Every line between the top of the data below and the line with "in this release.", both ends included, must be retyped exactly.

=====

PR #159, opened 2023-10-13
Apply `[]` syntax for optional params to JSDoc `@param` tags

MajorLift:
- It can be tricky to tell whether or not a parameter is optional if they are passed in as object properties that might also be nested.
- The JSDoc `[]` syntax gives a simple but clear visual indication of which params are optional.
- This PR annotates all existing params that are defined using the `?:` operator.

### DIFF
--- a/src/changelog.ts
+++ b/src/changelog.ts
@@ -74,8 +74,8 @@ function stringifyCategory(category: ChangeCategory, changes: string[]) {
  * @param version - The release version.
  * @param categories - The categories of changes included in this release.
  * @param options - Additional release options.
- * @param options.date - The date of the release.
- * @param options.status - The status of the release (e.g., "DEPRECATED").
+ * @param [options.date] - The date of the release.
+ * @param [options.status] - The status of the release (e.g., "DEPRECATED").
  * @returns The stringified release section.
  */
 function stringifyRelease(
@@ -269,8 +269,8 @@ export default class Changelog {
    *
    * @param options - Changelog options.
    * @param options.repoUrl - The GitHub repository URL for the current project.
-   * @param options.tagPrefix - The prefix used in tags before the version number.
-   * @param options.formatter - A function that formats the changelog string.
+   * @param [options.tagPrefix] - The prefix used in tags before the version number.
+   * @param [options.formatter] - A function that formats the changelog string.
    */
   constructor({
     repoUrl,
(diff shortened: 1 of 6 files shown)


mcmire (commented):
I noticed you suggested these changes on https://github.com/MetaMask/auto-changelog/pull/157. In the extension and mobile app you may see this technique, but that's because most of the files are still written using JavaScript. However, in projects that use TypeScript, we've stopped using it, because now any information related to types can be gleaned from TypeScript.

This is further explained by looking at where JSDoc is used:

1. When writing code (i.e. hovering on a symbol). In this case, VSCode seems to ignore brackets around arguments. If you hover over a function, it doesn't show types for arguments at all; if you hover over an argument, it'll show you the type (which you specify separately).
2. When viewing generated documentation. We use `typedoc` to generate documentation, and [this tool does not read the brackets around arguments](https://typedoc.org/tags/param/).
3. When reading code. If you want to know whether an argument is optional, you can look at the TypeScript types, you don't need to read the JSDoc block to determine this.

Therefore, I'm not sure that we need to add these changes. Thoughts?

MajorLift:
I think the brackets might still be useful when function params are passed in as objects, and those types have nested optional properties.  

For example, if we were to add a nested entry into `ValidateChangeLogOptions` like `packageRename?: PackageRenameOptions` and some properties of `PackageRenameOptions` were optional, JSDoc `[]` syntax highlighting makes it easy to identify the optional arguments at a glance, without having to click and hover our way through multiple types.

I guess the utility of doing this for all typescript projects is limited, though, if the language server and docgen don't utilize the brackets. Just stating "optional" in human language like we're doing now might be good enough.

mcmire:
Yeah. I mean, it's a good thought.

If you keep running into this and still think it would be valuable, it would be nice if we could find or add an ESLint rule around this so it could automatically add the brackets and they would be present without us having to think about it.

MajorLift:
It seems like there are no eslint rules for optional `@param` or `@property` tags, at least in `eslint-plugin-jsdoc`. I guess we could add the brackets if we come across a situation where they'd be especially useful, without enforcing consistent usage everywhere.

Closing this PR for now. Will revert https://github.com/MetaMask/auto-changelog/pull/157/commits/b51a4fa27dff4b46f3452e6b799a3d3c014c06bb as well.

PR #170, opened 2023-10-24
Avoid circular dependency on @metamask/utils

mcmire:
`@metamask/utils` has a development dependency on this package (since we need a way to validate its changelog). So, if this package depends on `@metamask/utils`, then that creates a circular dependency which could potentially cause issues. Since we only use one function from this package, we can just copy it.

---

See: https://github.com/MetaMask/utils/pull/153#issuecomment-1776854260

### DIFF
--- a/package.json
+++ b/package.json
@@ -31,7 +31,6 @@
     "changelog": "node dist/cli.js"
   },
   "dependencies": {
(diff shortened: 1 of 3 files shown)


Mrtenz (approved):

cryptodev-2s (approved):
LGTM!

PR #181, opened 2023-12-08
Fix bug introduced to `updateChangelog` in #158

### LINKED ISSUE #180: `updateChangelog` does nothing if `isReleaseCandidate` is `false`
`updateChangelog` seems to have been changed in https://github.com/MetaMask/auto-changelog/pull/158 such that it does nothing if `isReleaseCandidate` is `false`.

Curiously, these changes did not cause the tests to fail. That could indicate some missing test cases. We should add the missing tests and revert the behavior. It would also be helpful to go back and update the changelog entry for this PR and indicate that the change was breaking.

MajorLift:
## Motivation

#158 incorrectly refactored the branches in updateChangelog, resulting in a state where new changelog entries weren't added to the return value if isReleaseCandidate is false.

## Explanation

- This error is fixed by moving the logic for retrieving new entries out of the if (isReleaseCandidate) block.
- The code for retrieving new entries is also extracted into its own method: getNewChangeEntries, abstracting away details that obscured the flow of the method's core logic.
- To verify that the buggy logic is correctly restored, it's necessary to compare the current state of updateChangelog to its state before the bug was introduced. For this, see: [diff link](https://github.com/MetaMask/auto-changelog/compare/e8df1ec717f534c8fe84c46ea86a847fa5a32973..da39a58a55571cf4e8a03e28096aa12c02c75f77#diff-4228e8302e41dd1c51e813af8368efdcb40b3d9db3e3f21f417ae87275d9f389R249-R316).

## References

- Closes #180
- Followed by #188

### DIFF
--- a/src/update-changelog.ts
+++ b/src/update-changelog.ts
@@ -310,11 +310,10 @@ export async function updateChangelog({
       description,
     });
   }
-  const newChangelogContent = changelog.toString();
 
-  return changelogContent === newChangelogContent
-    ? undefined
-    : newChangelogContent;
+  const newChangelogContent = changelog.toString();
+  const isChangelogUpdated = changelogContent !== newChangelogContent;
+  return isChangelogUpdated ? newChangelogContent : undefined;
 }
 
 /**
--- a/src/update-changelog.ts
+++ b/src/update-changelog.ts
@@ -157,6 +157,54 @@ async function getCommitHashesInRange(
   return await runCommand('git', revListArgs);
 }
 
+type AddNewCommitsOptions = {
+  mostRecentTag: string | null;
+  repoUrl: string;
+  loggedPrNumbers: string[];
+  projectRootDirectory?: string;
+};
+
+/**
+ * Get the list of new change entries to add to a changelog.
+ *
+ * @param options - Options.
+ * @param options.mostRecentTag - The most recent tag.
+ * @param options.repoUrl - The GitHub repository URL for the current project.
+ * @param options.loggedPrNumbers - A list of all pull request numbers included in the relevant parsed changelog.
+ * @param options.projectRootDirectory - The root project directory, used to
+ * filter results from various git commands. This path is assumed to be either
+ * absolute, or relative to the current directory. Defaults to the root of the
+ * current git repository.
+ * @returns A list of new change entries to add to the changelog, based on commits made since the last release.
+ */
+async function getNewChangeEntries({
+  mostRecentTag,
+  repoUrl,
+  loggedPrNumbers,
+  projectRootDirectory,
+}: AddNewCommitsOptions) {
+  const commitRange =
+    mostRecentTag === null ? 'HEAD' : `${mostRecentTag}..HEAD`;
+  const commitsHashesSinceLastRelease = await getCommitHashesInRange(
+    commitRange,
+    projectRootDirectory,
+  );
+  const commits = await getCommits(commitsHashesSinceLastRelease);
+
+  const newCommits = commits.filter(
+    ({ prNumber }) =>
+      prNumber === undefined || !loggedPrNumbers.includes(prNumber),
+  );
+
+  return newCommits.map(({ prNumber, description }) => {
+    if (prNumber) {
+      const suffix = `([#${prNumber}](${repoUrl}/pull/${prNumber}))`;
+      return `${description} ${suffix}`;
+    }
+    return description;
+  });
+}
+
 export type UpdateChangelogOptions = {
   changelogContent: string;
   currentVersion?: Version;
@@ -205,11 +253,6 @@ export async function updateChangelog({
   formatter = undefined,
   packageRename,
 }: UpdateChangelogOptions): Promise<string | undefined> {
-  if (isReleaseCandidate && !currentVersion) {
-    throw new Error(
-      `A version must be specified if 'isReleaseCandidate' is set.`,
-    );
-  }
   const changelog = parseChangelog({
     changelogContent,
     repoUrl,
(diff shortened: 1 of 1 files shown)


src/update-changelog.ts
```diff
@@ -213,43 +264,17 @@ export async function updateChangelog({
...
-    commitRange,
-    projectRootDirectory,
-  );
-  const commits = await getCommits(commitsHashesSinceLastRelease);
-
-  const loggedPrNumbers = getAllLoggedPrNumbers(changelog);
-  const newCommits = commits.filter(
-    ({ prNumber }) =>
-      prNumber === undefined || !loggedPrNumbers.includes(prNumber),
-  );
```
MajorLift, line 234: This section is moved to `getNewChangeEntries`

src/update-changelog.ts
```diff
@@ -213,43 +264,17 @@ export async function updateChangelog({
     packageRename,
   });
 
-  // Ensure we have all tags on remote
-  await runCommand('git', ['fetch', '--tags']);
```
MajorLift, line 217: This line is moved to `getMostRecentTag`

src/update-changelog.ts
```diff
@@ -264,28 +289,31 @@ export async function updateChangelog({
...
+      version: isReleaseCandidate ? currentVersion : undefined,
+      category: ChangeCategory.Uncategorized,
+      description,
+    });
   }
 
-  return changelog.toString();
+  const newChangelogContent = changelog.toString();
+  const isChangelogUpdated = changelogContent !== newChangelogContent;
+  return isChangelogUpdated ? newChangelogContent : undefined;
```
MajorLift, line 316: `update()` in `cli.ts` expects that `updateChangelog` return `undefined` if there are no updates to be added to the changelog.

src/update-changelog.ts
```diff
@@ -264,28 +289,31 @@ export async function updateChangelog({
...
     }
+  }
 
-    const newChangeEntries = newCommits.map(({ prNumber, description }) => {
-      if (prNumber) {
-        const suffix = `([#${prNumber}](${repoUrl}/pull/${prNumber}))`;
-        return `${description} ${suffix}`;
-      }
-      return description;
-    });
```
MajorLift, line 277: This section is moved into `getNewChangeEntries`

src/update-changelog.ts
MajorLift, line 234: This section is moved to `getNewChangeEntries`.

src/update-changelog.ts
MajorLift, line 277: This section is moved to `getNewChangeEntries`.

src/update-changelog.ts
MajorLift, line 217: This line is moved to `getMostRecentTag()`.

src/update-changelog.ts
```diff
@@ -213,43 +264,17 @@ export async function updateChangelog({
...
-
   if (isReleaseCandidate) {
     if (!currentVersion) {
       throw new Error(
         `A version must be specified if 'isReleaseCandidate' is set.`,
       );
     }
-
-    if (mostRecentTag === `${tagPrefixes[0]}${currentVersion ?? ''}`) {
+    if (mostRecentTag === `${tagPrefixes[0]}${currentVersion}`) {
```
MajorLift, line 277: `currentVersion` is narrowed to `string` thanks to the `if (!currentVersion)` block being moved directly above. Previously `as string` or `?? ''` was required.

src/update-changelog.ts
```diff
@@ -264,28 +289,31 @@ export async function updateChangelog({
       changelog.addRelease({ version: currentVersion });
```
MajorLift, line 289: `currentVersion` is correctly narrowed due to all related branches being refactored to fall under the `if (isReleaseCandidate)` block instead of there being multiple `if (isReleaseCandidate &&)` blocks. `currentVersion as Version` casting is now unnecessary.

src/update-changelog.ts
```diff
@@ -264,28 +289,31 @@ export async function updateChangelog({
...
+    projectRootDirectory,
+  });
 
-    for (const description of newChangeEntries.reverse()) {
-      changelog.addChange({
-        version: isReleaseCandidate ? currentVersion : undefined,
-        category: ChangeCategory.Uncategorized,
-        description,
-      });
-    }
```
MajorLift, line 285: This is the bracket that caused the bug. Moving it to above the `getNewChangeEntries` call resolves the error.

src/update-changelog.ts
```diff
@@ -264,28 +289,31 @@ export async function updateChangelog({
...
+  for (const description of newChangeEntries.reverse()) {
+    changelog.addChange({
+      version: isReleaseCandidate ? currentVersion : undefined,
+      category: ChangeCategory.Uncategorized,
+      description,
+    });
   }
```
MajorLift, line 312: This is the bracket that caused the bug. Moving it to above the `getNewChangeEntries` call resolves the error.

src/update-changelog.ts
```diff
@@ -157,6 +160,54 @@ async function getCommitHashesInRange(
...
+ * @returns A list of new change entries to add to the changelog, based on commits made since the last release.
+ */
+async function getNewChangeEntries({
+  mostRecentTag,
+  repoUrl,
+  loggedPrNumbers,
+  projectRootDirectory,
+}: AddNewCommitsOptions) {
+  const commitRange =
+    mostRecentTag === null ? 'HEAD' : `${mostRecentTag}..HEAD`;
```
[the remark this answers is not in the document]
MajorLift: This results in a linter error: 
```
Unexpected negated condition. eslint(no-negated-condition)
```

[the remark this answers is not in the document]
mcmire: Hmm, we did use `null` intentionally to represent lack of a most recent tag, so the use of `null` matches the type that `getMostRecentTag` returns. However, I suppose that the tag name could be an empty string in theory if for some reason `git describe` returns an empty string, and that case we would want to fall back to `HEAD`. So, we could update `getMostRecentTag` to just return `string` instead of `string | null`, except that in case there is no recent tag, it would then `return '';`. That might look strange, but we could add a comment saying why we're doing that or give that empty string a name that describe its purpose.

In any case, it seems that this line was merely copied from another function, so maybe we want to make that change in another PR?

src/update-changelog.ts
```diff
@@ -213,43 +263,17 @@ export async function updateChangelog({
...
-
   if (isReleaseCandidate) {
     if (!currentVersion) {
       throw new Error(
         `A version must be specified if 'isReleaseCandidate' is set.`,
       );
     }
-
-    if (mostRecentTag === `${tagPrefixes[0]}${currentVersion ?? ''}`) {
+    if (mostRecentTag === `${tagPrefixes[0]}${currentVersion}`) {
```
mcmire, line 276: Hmm, I just realized that we only use the first tag prefix here, which seems strange. This may be a potential bug. But we can investigate that later.

mcmire (approved):
Hopefully in writing the tests no bugs are revealed, but comparing this to the original version, this makes sense to me.

src/update-changelog.ts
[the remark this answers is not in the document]
MajorLift: I like using `null` for clear distinction and visibility, but in any case I agree with revisiting this in its own ticket since this wasn't a change introduced by this PR.

src/update-changelog.ts
MajorLift: The jsdoc does specify that the first prefix is the intended prefix and the rest are fallbacks. `parseChangelog` also only uses the first prefix. 

`getMostRecentTag` does iterate over the tagPrefix list. It should return the used prefix, or we could extract the prefix from the returned most recent tag.

But this also wasn't a change introduced in this PR, so it should get its own ticket.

=====

:: Reply ::
PR #159, opened 2023-10-13
Apply `[]` syntax for optional params to JSDoc `@param` tags

MajorLift:
- It can be tricky to tell whether or not a parameter is optional if they are passed in as object properties that might also be nested.
- The JSDoc `[]` syntax gives a simple but clear visual indication of which params are optional.
- This PR annotates all existing params that are defined using the `?:` operator.

### DIFF
--- a/src/changelog.ts
+++ b/src/changelog.ts
@@ -74,8 +74,8 @@ function stringifyCategory(category: ChangeCategory, changes: string[]) {
  * @param version - The release version.
  * @param categories - The categories of changes included in this release.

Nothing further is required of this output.